TOKYO – Mazda Motor Corp. is looking to build a new overseas factory to supply emerging markets and expects it to boost global sales to about 2 million units, from 1.2 million today.
CEO Takashi Yamanouchi said the export-dependent Japanese automaker was considering Brazil, India and Russia. But Mazda has not made any decision about building yet, he said. The automaker currently does not sell cars in India and Russia.
“We are doing some urgent studies of those markets,” Yamanouchi said at a Dec. 6 press event.
Mazda aims for a 42 percent increase in global sales of 1.7 million units by 2015. But that figure excludes the impact of a new assembly plant for emerging markets.
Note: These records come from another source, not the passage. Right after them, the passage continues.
PR #1867, opened 2023-06-15
Support NCNN CPU inference

JeremyRand:
This is a useful option on systems with strong CPU and weak GPU, where PyTorch is nontrivial to install (e.g. ppc64le systems).

Currently CPU inference is keyed on which NCNN package is installed; a future PR could allow CPU inference even when the Vulkan NCNN package is installed.

### DIFF
--- a/backend/src/nodes/impl/ncnn/auto_split.py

Yamanouchi said bringing such a plant online would boost worldwide volume by another 300,000 units.
Japan's Nikkei business daily reported last week that Mazda and trading house Sumitomo Corp. would spend up to 40 billion yen ($484.9 million) to build a new plant in Mexico that could open as soon as 2013. It would be Mazda's fourth overseas assembly plant, following joint manufacturing operations with Ford Motor Co. in the United States, Thailand and China.
That plant would reportedly supply cars to Brazil and the rest of Latin America. Yamanouchi would not confirm the report, but he said Mazda had sent teams to study other emerging markets.
At the same time, Mazda expects to make better use of its two assembly plants in Japan.
Currently, Mazda exports about 80 percent of its output in Japan. But as sales increase over the next five years, the portion of exports is expected to grow to 85 percent. The fortification of exports from Japan comes despite the yen's surging exchange rate against such currencies as the dollar and euro. That tends to undercut the value of overseas sales repatriated home.
Mazda manufactures about 900,000 cars annually in Japan. But under its 2015 sales target, it would have to lift domestic production to 1.05 million vehicles, the Mazda chief said.
“You might think this is going counter to the trend of what the appreciating yen would dictate,” Yamanouchi said. “But we think that the best way to achieve efficiency is to fully utilize facilities we already have in Japan.”